# Betty and Ted..size difference.



## colpa110 (Jul 5, 2011)

Some one recently asked for a photo so the could compare the size of Betty and Ted. Ted is 14 weeks and Betty 14 Months...as you can see there is already not much difference...I think he is going to be a big boy!!

Ps:- JoJo , stop staring at my grout...I know it needs scrubbing!!


----------



## mairi1 (Mar 12, 2012)

2 gorgeous little poos, coffee and cream... Delicious 
Grout needs scrubbing?? I've never seen such a shiny floor!! 
X


----------



## lilaclynda (Jul 24, 2010)

ahh how lovely , they are scrumptious my Ollie is chocolate and we get Millie on friday who will be blonde so will look like your 2 . 
Your floor is gleaming .................

lynda


----------



## anndante (Oct 26, 2011)

Aah! Lovely! Looks like they will have to be renamed Little and Large! ;-)


----------



## puppylove (Jul 25, 2011)

Are you sure you don't have a bear cub? LOL


----------



## JoJo (Mar 2, 2011)

OMG your floor has a shine, I want that flooring please. 

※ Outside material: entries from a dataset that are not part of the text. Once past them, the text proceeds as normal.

PR #13, opened 2024-05-07
[DEVEX-117] Add js_code_review reusable workflow

lucacavallaro:
### List of changes
1. Add a new github reusable workflow: `js_code_review` that runs the `code-review` script in javascript monorepo. This workflow is configured to cache `turbo` output and sends (only when is enabled) test coverage reports to https://about.codecov.io/

### How to use this workflow

Create a file named `code-review.yaml` in `.github/workflows` with the following content

```yaml
name: Code Review

on:
  workflow_dispatch:
  pull_request:
    types: [opened, synchronize]
    paths:
      - apps/**
      - packages/**

jobs:
  js_code_review:
    uses: pagopa/dx/.github/workflows/js_code_review.yaml@c461016f071d813b2012c88674df41c753f56b16
    name: Code Review
    secrets: inherit
```

### DIFF
--- a/.github/workflows/js_code_review.yaml
+++ b/.github/workflows/js_code_review.yaml
@@ -1,0 +1,51 @@
+name: "Code Review"
+
+on:
+  workflow_call: {}
+
+jobs:
+  js_code_review:
+    runs-on: ubuntu-22.04
+
+    steps:
+      - name: Check out code
+        uses: actions/checkout@0ad4b8fadaa221de15dcec353f45205ec38ea70b # v4.1.4
+
+      # Corepack is an official tool by Node.js that manages package managers versions
+      - name: Setup yarn
+        run: corepack enable
+
+      - name: Setup Node.js
+        uses: actions/setup-node@60edb5dd545a775178f52524783378180af0d1f8 # v4.0.2
+        with:
+          node-version-file: ".node-version"
+          cache: "yarn"
+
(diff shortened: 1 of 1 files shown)


gunzip (approved):

.github/workflows/js_code_review.yaml
```diff
@@ -0,0 +1,59 @@
...
+
+      # Codecov provides reports and metrics about test coverage data.
+      # To enable set CODECOV_TOKEN secret at repo level and make sure
+      # that your "code-review" script creates a "coverage/" folder in
+      # the root workspace.
+      - name: Check if CODECOV_TOKEN is set
+        id: codecov
+        shell: bash
+        run: |
+          if [ "${{ secrets.CODECOV_TOKEN }}" != '' ]; then
```
Krusty93, line 49: You could santize the secret value with:
```yaml
env:
  CODECOV_TOKEN: ${{ secrets.CODECOV_TOKEN }}
run: |
  if [ "${{ env.CODECOV_TOKEN }}" != '' ]; then
```

lucacavallaro: I saw it in some stackoverflow threads, but it's safe? I don't know how Github Workflow handles this step-scoped environments.

If it seems safe to you I will refactor it to remove that extra step!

Umm the grout, oh Colin my white grout is brown today, I give up and cant keep up with the scrubbing, oh that sounds wrong doesn't it!

Yep their is a size difference ... but I have always been told size doesnt matter!!!

I am not talking about size or weight until Fudge slims down  I want her to be an average size poo not a hefty, or was it heifer, or hefferlump (Karen) !!!


----------



## lady amanda (Nov 26, 2010)

Ah...thanks for the pic Colin! They are so cute together...can't wait to see how big he gets.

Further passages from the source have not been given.